困っている人たちの信頼できる友達でありたい。

2011年秋に発生した大洪水の際に、何か社会の役に立ちたいと考えたチュラロンコン大学のOBたちが、食料の配給や土嚢積み、清掃活動など被災地での支援活動にボランティアとして参加。また同時に、国営放送局ThaiPBS(Thai Public Broadcasting Service)のニュース番組の素材となる現地情報を集めるボランティア活動にも参加した。

現地で収集した情報の大半はニュースに活用されず埋もれ、バンコクやその周辺の被災地では伝えるべき情報が住民に伝わらず混乱が起こっている。一方、インターネットでは不確実な情報がまさに洪水のように溢れている。このような状況に対し、アニメーションというクリエイティブなコミュニケーション手法で必要な情報を伝えようと大学時代の友人を中心とするクリエーター約10人が知人のスタジオに集結し、活動がスタートした。

その時の気持ちをチームのリーダー的存在であるタワッチャイ・セーンタムチャイ氏は次のように語っている。「自分たちは政府や他の団体が発信している洪水に関する情報が不親切でわかりにくいと感じていましたが、事実、洪水が起こった時、皆どうしたらいいのかわかりませんでした。私たちは困っている人たちの信頼できる友達でありたいと思い、市民にとって正しく、わかりやすく、生き延びるために本当に役立つ情報を届けるための活動をスタートさせました」。

彼らは、あくまでもボランティアにこだわり、市民にとっての「信頼できる友達」でありつづけるため、支援したいという大企業などからの声に対してお金をもらわないというスタイルを貫き通した。

  • アニメ制作を行うために最初に集まった有志によるミーティングの風景。 Photo : RooSuFlood
  • タワッチャイ・セーンタムチャイさんたちが最初に描いたアニメの原画。 Photo : RooSuFlood
  • 洪水関連情報発信アニメ『Roo su Flood』制作を支えたコアメンバーたち。Photo : RooSuFlood
  • 活動スタート時の制作現場の様子。 Photo : RooSuFlood

国営放送と協力して、本当に必要な情報発信を

プロジェクトチームは、調査チーム、制作チームに分かれてアニメーション制作に着手した。
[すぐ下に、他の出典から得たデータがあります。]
PR #519, opened 2016-06-19
Changing messaging to Clayton's spec

jupierce:
Attempting to address concerns from openshift/origin#9247

### DIFF
--- a/pkg/docker/docker.go
+++ b/pkg/docker/docker.go
@@ -347,16 +347,30 @@ func (d *stiDocker) GetOnBuild(name string) ([]string, error) {
 // and returns the image metadata
 func (d *stiDocker) CheckAndPullImage(name string) (*docker.Image, error) {
 	name = getImageName(name)
+	displayName := name
+
+	if !glog.Is(3) {
+		// For less verbose log levels (less than 3), shorten long iamge names like:
+		//     "centos/php-56-centos7@sha256:51c3e2b08bd9fadefccd6ec42288680d6d7f861bdbfbd2d8d24960621e4e27f5"
+		// to include just enough characters to differentiate the build from others in the docker repository:
+		//     "centos/php-56-centos7@sha256:51c3e2b08bd..."
+		// 18 characters is somewhat arbitrary, but should be enough to avoid a name collision.
+		split := strings.Split(name, "@")
+		if len(split) > 1 && len(split[1]) > 18 {
+			displayName = split[0] + "@" + split[1][:18] + "..."
+		}
+	}
+
 	image, err := d.CheckImage(name)
 	if err != nil && err.(errors.Error).Details != docker.ErrNoSuchImage {
 		return nil, err
 	}
 	if image == nil {
-		glog.V(0).Infof("Image %q not available locally, pulling ...", name)
+		glog.V(1).Infof("Image %q not available locally, pulling ...", displayName)
 		return d.PullImage(name)
 	}
 
-	glog.V(1).Infof("Using locally available image %q", name)
+	glog.V(1).Infof("Using locally available image %q", displayName)
 	return image, nil
 }
 
--- a/pkg/scripts/install.go
+++ b/pkg/scripts/install.go
@@ -248,7 +248,7 @@ func (i *DefaultScriptSourceManager) InstallOptional(scripts []string, dstDir st
 					result = append(result, *r)
 					installed = true
 					detected = true
-					glog.Infof("Using %q installed from %q", script, r.URL)
+					glog.V(4).Infof("Using %q installed from %q", script, r.URL)
 				}
 			}
 			if detected {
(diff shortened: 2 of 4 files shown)


pkg/docker/docker.go
```diff
@@ -347,16 +347,26 @@ func (d *stiDocker) GetOnBuild(name string) ([]string, error) {
 // and returns the image metadata
 func (d *stiDocker) CheckAndPullImage(name string) (*docker.Image, error) {
 	name = getImageName(name)
+	displayName := name
+
+	if glog.Is(3) == false {
```
php-coder: Why we don't need this on level 3? Looks like you've tried to write condition like `if logLevel < 3`. If it's true I see that you missed levels 4 and 5.

php-coder: BTW, what is "Clayton's spec" and where I can find it?

csrwng: @php-coder It's comments on this issue: https://github.com/openshift/origin/issues/9247

glog.Is(x) really means loglevel >= x ... not very well named, but it's used correctly above.

@jupierce why not  if !glog.Is(3) ?

csrwng:
We really need to use the imageprogress pull writer as used here:
https://github.com/openshift/origin/blob/master/pkg/util/docker/dockerfile/builder/client.go#L326-L327

We should add an option to the s2i builder config to specify the output writer and raw flag for image pulls and make it available here.

pkg/docker/docker.go
php-coder: @csrwng Thank you for explanation and a link. I was out of context but now it's clear.

pkg/docker/docker.go
```diff
@@ -347,16 +347,26 @@ func (d *stiDocker) GetOnBuild(name string) ([]string, error) {
...
+		// Summarize name for lower level log output
+		split := strings.Split(name, "@")
+		if len(split) > 1 && len(split[1]) > 18 {
```
csrwng: What's the purpose for checking len > 18 ?

csrwng: btw, there's a utility function here that parses the ref here:
https://github.com/openshift/origin/blob/master/pkg/image/api/helper.go#L133

We can't use it from here but maybe we can take the useful bits.

pkg/docker/docker.go
```diff
@@ -347,16 +347,26 @@ func (d *stiDocker) GetOnBuild(name string) ([]string, error) {
...
+			displayName = split[0] + "@" + split[1][:18] + "..."
```
bparees: i assume 18 refers to the id length, but a comment would be good.

bparees:
@jupierce can we get a sample of the default output?

pkg/docker/docker.go
jupierce: @csrwng  Will change to !glog in next commit

pkg/docker/docker.go
jupierce: @csrwng  @bparees  Clayton suggested a "summary" at this logging level. The choice of 18 was somewhat arbitrary: I wanted the user to see enough of the sha for it to be unlikely to correspond to existing images on the system, but shorter than the 80 chars Clayton believed was problematic.
So it changes:
**Image "centos/php-56-centos7@sha256:51c3e2b08bd9fadefccd6ec42288680d6d7f861bdbfbd2d8d24960621e4e27f5" not available locally, pulling ...**
to 
**Image "centos/php-56-centos7@sha256:51c3e2b08bd..." not available locally, pulling ...**

jupierce:
Working on resucitating my golang environment and I will provide an actual log.

pkg/docker/docker.go
bparees: i see.  even more reason for a comment in the code then.

smarterclayton: Note that docker also shortens these in some contexts

jupierce:
s2i runs at all log levels:
https://gist.github.com/jupierce/59413ff40e89127b5b1b9f16c9c62aa4

pkg/scripts/install.go
```diff
@@ -120,7 +120,7 @@ func (s *SourceScriptHandler) Get(script string) *api.InstallResult {
 	// and this should (and will) be removed soon.
 	location = strings.Replace(location, "s2i/bin", "sti/bin", 1)
 	if s.fs.Exists(location) {
-		glog.Info("DEPRECATED: Use .s2i/bin instead of .sti/bin")
+		glog.V(3).Infof("DEPRECATED: Use .s2i/bin instead of .sti/bin")
```
bparees: this one can stay, people should be told if they're using deprecated logic.

jupierce: Restored the deprecated output to use glog.Info.

jupierce:
Changed downloading and setting environment variables to V(1) per @bparees .

bparees:
lgtm [merge]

アニメーションを制作するにあたって大切にしたポイントは以下の3つ。①求められている必要な情報を提供する。②正確な情報を提供する。③行動を強制するような情報は発信しない。この3つのポリシーを守りつつアニメーション制作は進められた。洪水の特徴として、1ヶ月、2ヶ月と被害を受けている期間が長くなるほど社会はパニック状態になっていくため、そのパニックをどれだけ軽減できるかも自分たちの活動の一つの課題とした。
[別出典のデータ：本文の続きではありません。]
PR #523, opened 2016-06-23
Minor improvements

php-coder:
- fix typos
- sti -> s2i
- other minor code improvements

PTAL @bparees

### DIFF
--- a/docs/cli.md
+++ b/docs/cli.md
@@ -24,7 +24,7 @@ at common flags that can be used with all of the subcommands.
 
 #### Log levels
 
-There are four log levels:
+There are six log levels:
 * Level `0` - produces output from containers running `assemble` script and all encountered errors
 * Level `1` - produces basic information about the executed process
 * Level `2` - produces very detailed information about the executed process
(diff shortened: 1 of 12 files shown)


pkg/build/strategies/onbuild/entrypoint.go
```diff
@@ -24,7 +24,7 @@ func GuessEntrypoint(fs util.FileSystem, sourceDir string) (string, error) {
 		return "", err
 	}
 	for _, f := range files {
-		if f.IsDir() || !f.Mode().IsRegular() {
+		if !f.Mode().IsRegular() {
```
bparees: why are you dropping this?  a dir isn't going to be a valid entrypoint.

php-coder: Because I decided that directory is not a regular file and single should cover a both cases. Do you agree?

bparees: ok

bparees:
squash and lgtm

php-coder:
Squashed.

bparees:
--- FAIL: TestGuessEntrypoint (0.00s)

	entrypoint_test.go:51: Expected error for ERR:run_is_dir, got run

php-coder:
It's great that we have tests!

合計10本のエピソード制作のフローは、①エピソードのテーマ決定②テーマに関する調査の実施③台本の作成④台本に基づくアニメーションの制作⑤エピソード完成、そして配信、である。

このプロセスにおいて重要な役割を果たしたのが、パートナーであるタイの国営放送局Thai PBSの存在である。プロセス③の「台本の作成」に関してメディアの専門家という立場から、また、多分野の専門家との豊富なネットワークを活かして的確なアドバイスを行い、また⑤の「エピソードの配信」の際には、当初YouTubeのみの自主配信の予定だったのに対し、エピソード1から自社の放送網で配信を行い、広く市民に情報を届けることに協力した。

その後もアニメーションに登場するキャラクターを活用したイベントの開催や売り上げが洪水対策の寄付金になるノベルティグッズの開発、販売など、このプロジェクトが社会に普及するために様々な支援活動をThaiPBSは展開した。

    チームの連携が生んだ、正確で質の高いアニメ。

    このプロジェクトに最終的に登録したボランティアは約200名。半分以上が学生だった。この大所帯を切り盛りし、組織を効率よく運営するために設置されたポストが「人事管理部」である。2名の専属のスタッフがボランティアの出欠などの管理を行い、アニメーション制作を滞りなく進めるために貢献した。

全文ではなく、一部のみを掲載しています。